Issue #830, opened 2026-08-18
Proposal: migrate hosting from Netlify + Render to Cloudflare (Convex stays)


alxjrvs:
## Summary

A proposal (not a decision) to retire **Netlify and Render** in favour of **Cloudflare Workers**, based on an audit of this repo carried out on 2026-08-18 alongside the equivalent work for `RANDSUM/randsum`.

The headline is that this is more work than it looks, and **none of the extra work is the database**.

> [!IMPORTANT]
> **Convex does not move, and nothing here requires touching it.**
> The bot reaches Convex over HTTP actions (`ITUN_CONVEX_SITE_URL` + `ITUN_BOT_SECRET`) — an HTTPS call with a bearer token, which behaves identically from a Cloudflare Worker and from a Render worker. The SPA uses the Convex client, which does not care where the page was served from. Convex is coupled to the *build* (`bunx convex deploy` runs in itun's Netlify build) but not to the *hosting*.
>
> Replacing Convex would be a rewrite, not a port: 17 tables plus auth tables, 24 function modules, Discord OAuth, and the reactive WebSocket subscriptions that ADR-030 identifies as the actual product feature. Cloudflare has no equivalent to the reactivity model. **Out of scope, and should stay that way.**

---

## ⚠️ Prerequisite — do this regardless of whether the migration happens

**`lp-assets` has no backup and no second copy.**

`apps/su-assets` is not a site with images on it. It is a single Netlify Function (`netlify/functions/asset.ts`, `config.path = '/*'`) serving a Netlify Blobs store named `lp-assets`. The entity artwork in that store:

- exists **only** in Netlify Blobs
- is Leyline Press licensed and explicitly not redistributable, so there is **no copy in git and there cannot be one**
- was uploaded out of band via `tools/upload-lp-assets.ts`
- serves **two** production domains (salvageunion.io and intheunionnow.com)

That is a single point of failure holding licensed third-party artwork, on a platform we are considering leaving. **Export it and verify the export before anything else in this issue is started.** This is worth doing even if the migration is rejected outright.

---

## Inventory

| Surface | What it actually is | Host today |
| --- | --- | --- |
| `apps/srd` | In-house Vite + React 19 SSG (ADR-031; Astro retired). Fully static, zero functions. | Netlify |
| `apps/itun` | Vite SPA + 3 Netlify Functions (snapshot publish / retrieve / delete) | Netlify + Convex |
[...]

PR #725, opened 2026-08-08
Act on the weight audit: fix three gaps, delete the dead code, unblock the Mediator

alxjrvs:
Acts on the monorepo weight audit. Ten commits, each independently reviewable and green.

## Gaps fixed

- **`check:all` was red on a clean checkout.** `format:check` exited 1 because Biome formats stale `apps/srd/.astro/` codegen — gitignored, so invisible to `git status`, and Biome reads no `.gitignore` without a `vcs` block. CI never saw it (fresh checkout); only developers got hit. Verified by recreating the residue: exit 1 → exit 0.
- **`CLAUDE.md` described a merge queue that no longer exists.** `main`'s ruleset has no `merge_queue` rule. The one instruction those 32 lines gave with real force was to *not believe a successful merge*. It loads before any work starts.
- **`docs/rules/` was empty while every session was told to read it.** `tools/rules-digest/` (458 LOC) emitted *authoring briefs*, not documents; none was ever written. Retired, and both docs now point at `rules:extract` + grep, which works.
- **Nobody could be made Mediator.** `games.create` seats its creator `mediator: false`, and `games.setMediator` had no caller outside tests — so a solo organizer needed a second signed-in account before the GM surface existed at all. Added `MediatorPanel` (Organizer-only), plus two tests including the negative.

## Removed

| What | Why |
|---|---|
| `/encounter` (~1,100 LOC) | No inbound link anywhere in the monorepo. A test already asserted the nav link was gone. |
| `convex/bot.ts` (97) | All four exports orphaned; a **second public door into the same authz rules** the bot doesn't use. |
| presence | Nothing ever called `heartbeat`, but `botClient` *read* the table — so `/su game crew` rendered "0 at the table" to rooms full of people. |
| `mechPatterns.sharedToGame` | Hardcoded `false`, no query returned it. |
| `stepType` (64 values) + `repeatable` | No renderer branches on either. |
| 4 orphaned modules | `agent-digest`, `upload-lp-assets`, `_tmpdump`, a model example. |
| `SectionEditButton` + 2 prototype stories | Half a shipped API; stories for components that don't exist here. |
| 6 wrapper skills | Frontmatter around one `bun run`; two had gone stale and misdirected. |

## Deliberately kept

[...]

PR #831, opened 2026-08-18
docs: record the Cloudflare hosting decision and its executable plan

alxjrvs:
Supersedes the *execution* of #830 (which stays open for discussion history).

Adds two documents and wires them into navigation so the work can be picked up cold:

- **[ADR-033](docs/adrs/ADR-033-cloudflare-hosting.md)** — the decisions and their reasoning.
- **[docs/architecture/cloudflare-cutover.md](docs/architecture/cloudflare-cutover.md)** — the sequence, per-phase gates, progress table and cutover runbook.

## Why #830 wasn't executable

It's an accurate audit and a credible proposal. Against `1366cfdf` it had four wrong premises and five structural gaps: no acceptance criteria, no data-migration procedure, no credential story, an unmeasured cost claim, and a storage choice that breaks a documented client invariant.

Corrected premises: `tools/upload-lp-assets.ts` no longer exists (deleted in #725, so `lp-assets` had no backup *and* no ingest path); DNS is **two** zones, not one; the bot already has a transport seam in `commands/interactions.ts`; and Sentry became one port rather than three when #781 landed `packages/observability`.

## Three decisions where the naive reading differs

**Snapshots use R2, not KV.** KV caches negative lookups and takes up to 60s to propagate. The publish flow reads a key twice before creating it, and `apps/itun/src/lib/snapshot/client.ts` deliberately excludes 404 from its retry set, justified in a comment by *"a store that has already said no"* — true for Blobs, false for KV. Choosing KV would silently invalidate that invariant and surface as a hard not-found. This reverses #830.

**Convex stays**, and two constraints keep a future D1 move open at no cost today: snapshots go to R2 rather than into Convex, and the Worker↔Convex boundary stays plain HTTP.

**A failed gate halts the phase.** There is no rollback, so per-phase verification is the only safety mechanism. A gate worked around converts a caught problem into an unrecoverable one.

## P2 is already measured and passed

| Gate | Measured | Free limit | Used |
| --- | --- | --- | --- |
| Worker size, compressed | 549.6 KiB | 3 MB | 18% |
| Startup (Cloudflare-reported) | **141 ms** | 1,000 ms | 14% |
| Warm request CPU | below timer resolution | 10 ms | — |

A real `wrangler deploy` passed Cloudflare's deploy-time startup enforcement; the probe was deleted immediately after. It surfaced four constraints Phase 5 must honour — most notably that `new REST()` throws at module scope, because workerd forbids timers in global scope.

The probe is an **appendix rather than a committed tool**: it's a throwaway, and a permanent `tools/` entry whose runtime is workerd would fight typecheck, knip and lint for no benefit.

## Open decision that blocks P4

**D5 — a dedicated Cloudflare account.** Cloudflare's isolation boundary is the account; members and roles scope who may act, not which resources belong to which project, so there's no in-account "team". This binds before the zones are created, because the `workers.dev` subdomain is account-scoped and effectively permanent.

## Verification

`bun run check:all` — exit 0. Docs only; no code changes.

### DIFF
--- a/CLAUDE.md
+++ b/CLAUDE.md
@@ -6,12 +6,14 @@ This file provides guidance to Claude Code (claude.ai/code) when working with co
 
 **Start here for navigation:** [`docs/README.md`](docs/README.md) maps user intent → relevant doc (architecture, ADRs, per-package CLAUDE.md).
 
-- [`docs/adrs/`](docs/adrs/) — architecture decision records, **32 of them** (ADR-001 through ADR-032). Consult the matching ADR before revisiting a prior decision, and **read its `## Status` header first** — several are superseded and the supersession is only recorded there (ADR-001 → ADR-030; ADR-012 → ADR-031; ADR-023 → ADR-027 → ADR-028). The three that govern:
+- [`docs/adrs/`](docs/adrs/) — architecture decision records, **33 of them** (ADR-001 through ADR-033). Consult the matching ADR before revisiting a prior decision, and **read its `## Status` header first** — several are superseded and the supersession is only recorded there (ADR-001 → ADR-030; ADR-012 → ADR-031; ADR-023 → ADR-027 → ADR-028). The three that govern:
   - [ADR-030](docs/adrs/ADR-030-accounts-games-server-of-record.md) — accounts, Games, and Convex as the server of record for identity/ownership/sharing. **Supersedes ADR-001** (local-first, no backend, no auth) and amends ADR-022. Decision accepted; delivery is phased — see [`docs/architecture/accounts-and-games.md`](docs/architecture/accounts-and-games.md) for what has actually landed.
   - [ADR-021](docs/adrs/ADR-021-itun-surface-taxonomy.md) — the surface/mode taxonomy for **where a rule is enforced**. ADR-030 adds an ownership axis to it without changing its enforcement modes.
   - [ADR-007](docs/adrs/ADR-007-automation-boundary.md) — the automation boundary. Read before building rules-driven features.
 
   ADR-015–020 cover the Dashboard play surface, built at `apps/itun/src/components/dashboard/`.
+
+- **Hosting is migrating to Cloudflare** ([ADR-033](docs/adrs/ADR-033-cloudflare-hosting.md)) — Netlify and Render are being retired in a **hard cutover with no rollback**. Everything below still describes the *current* Netlify/Render reality and stays accurate until the phase that changes it lands. Before touching hosting, deploy config, the snapshot backend or the Discord bot's transport, read the ADR and then [`docs/architecture/cloudflare-cutover.md`](docs/architecture/cloudflare-cutover.md), which carries the phase order, the per-phase gates and a progress table. Two things bind immediately: **a failed gate halts the phase and is never worked around**, and **snapshots go to R2 rather than into Convex**, which keeps a future Convex→D1 move open. Do not execute from issue #830 — the ADR supersedes it.
 
 - [`docs/architecture/`](docs/architecture/) — cross-cutting architecture (display system, data flow, package contracts, rules-engine boundary, combat loop, SEO/a11y).
 - **Rules text** — there is no curated digest. To answer "what does the book actually say", run `bun run rules:extract` (local only; the copyright-bearing PDFs in `rules/` are gitignored and absent in CI) and grep `rules/extracted/*.txt`, which carries `<!-- page N -->` markers so you can cite exact pages.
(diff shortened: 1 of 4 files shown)


alxjrvs (commented):
**claude-review** — 9 finding(s), none blocking

---

Reviewed the diff (docs-only: one new ADR, one new plan doc, two index updates) and checked every repo claim it makes against source. Nothing here can break a build or a runtime — the findings are defects in the *executable* parts of the plan, which matter because the doc's own rule is that a gate is never worked around.

**Findings**

- `docs/architecture/cloudflare-cutover.md:214` — The P4 acceptance gate says `bun --filter srd gate` runs "against Cloudflare-served output", but that script is `bun ssg/build.ts && bun ssg/snapshot.ts` (`apps/srd/package.json:16`) and `ssg/snapshot.ts` only ever reads a local directory (`DEFAULT_DIST`, `--dist <dir>`; `buildSnapshot(dist)` at `apps/srd/ssg/snapshot.ts:211`). There is no HTTP mode, so as written the gate re-verifies the local build and asserts nothing about what Workers Static Assets serves — the migration's stated acceptance gate cannot fail for the reason it exists to catch.

- `docs/architecture/cloudflare-cutover.md:174` — The P3 gate requires "the existing snapshot suite passes **unmodified** against the R2 implementation", but the same phase (line 160) instructs "swapping the injected storage", and the suite hardcodes `storage = new InMemoryStorage()` in every `beforeEach` (`apps/itun/netlify/functions/__tests__/snapshot.test.ts:45`). The gate is unsatisfiable as literally worded, which under "a failed gate halts the phase" either stalls P3 or trains the reader to reinterpret a gate.

- `docs/architecture/cloudflare-cutover.md:228` — "`index.ts` and `events/ready.ts` are the only genuinely gateway-bound modules" (repeated in `docs/adrs/ADR-033-cloudflare-hosting.md:56`) omits `apps/discord-bot/src/events/interactionCreate.ts`, which is the dispatcher and is bound to gateway interaction classes: `interaction.isAutocomplete()` / `isButton()` / `isChatInputCommand()`, `interaction.client.commands`, and `replied`/`deferred` in `sendErrorReply`. It appears in no P5 port item, so the single module the HTTP adapter must actually replace is missing from the port list.

- `docs/adrs/ADR-033-cloudflare-hosting.md:82` — The R2-over-KV decision — "the single most consequential decision here" — attributes to 404 a justification the source comment gives for **503**: `apps/itun/src/lib/snapshot/client.ts:85-88` reads "**503** — … not a blip, so retrying 400ms later just asks a store that has already said it is unavailable the same question twice." 404 is mentioned only in passing at line 80 with no written rationale. The substance holds (404 is genuinely not in `TRANSIENT_STATUSES`), but the ADR tells the reader "do not revisit this without re-reading that comment", and the comment does not say what the ADR quotes.

- `docs/architecture/cloudflare-cutover.md:237` — `getClientIp()`'s `x-nf-client-connection-ip` → `CF-Connecting-IP` is filed under P5 (the Discord bot). `getClientIp` lives in `apps/itun/src/lib/snapshot/rateLimit.ts:78` and is used only by `snapshot-publish.ts` / `snapshot-delete.ts`; the bot has no such call. The itun snapshot Worker ships in P3/P4, whose gates say nothing about it, so if the rate limiter is kept it ships reading a Netlify-only header two phases before anyone is told to change it.

- `docs/architecture/cloudflare-cutover.md:63` — The startup budget is given as 1,000 ms (and line 152 leans on it: top-level `await` "charged against the 1 s startup budget"). Cloudflare's documented Worker startup-time limit is 400 ms; if that is still current, the headroom is ~35%, not 14%, and the "preload at module scope is comfortable" conclusion is much thinner. I could not fetch vendor docs from here — this one needs re-checking against the Limits page rather than taken from the table. (Everything else in that table checks out: 3 MiB after compression, 10 ms CPU, 100k req/day, 50 subrequests on Free.)

- `docs/adrs/ADR-033-cloudflare-hosting.md:25` — "`apps/itun` (SPA + three Functions + two Blobs stores)" — itun has three Functions but one Blobs store (`snapshots`, `apps/itun/src/lib/snapshot/storage.ts:66`); the second store, `lp-assets`, belongs to `apps/su-assets`, named separately in the same sentence. Reads as itun owning both.

- `docs/architecture/cloudflare-cutover.md:290` — P7's "+1 h Lift the snapshot write freeze" has nothing to lift: P6 (line 273) implements the freeze as a *Netlify* build returning 503, and by +1 h both zones resolve to Cloudflare, whose Worker was never frozen. Either the Worker also needs to ship frozen (unstated) or this step should say "confirm publishes now land on R2".

- `docs/README.md:148` — This PR appends ADR-033 to the table directly after ADR-031, leaving `ADR-032-public-read-only-sheets.md` the only ADR on disk with no row, while `CLAUDE.md:9` now asserts "**33 of them** (ADR-001 through ADR-033)". Pre-existing omission, but the diff touches the exact line above it and the count claim it contradicts.

CLAUDE-REVIEW-SUMMARY findings=9 blocking=0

Task prompt -
Print, please, the lines from the first line of the material through the line that contains "The headline is", exactly as written and with nothing added.

Response below -
Issue #830, opened 2026-08-18
Proposal: migrate hosting from Netlify + Render to Cloudflare (Convex stays)


alxjrvs:
## Summary

A proposal (not a decision) to retire **Netlify and Render** in favour of **Cloudflare Workers**, based on an audit of this repo carried out on 2026-08-18 alongside the equivalent work for `RANDSUM/randsum`.

The headline is that this is more work than it looks, and **none of the extra work is the database**.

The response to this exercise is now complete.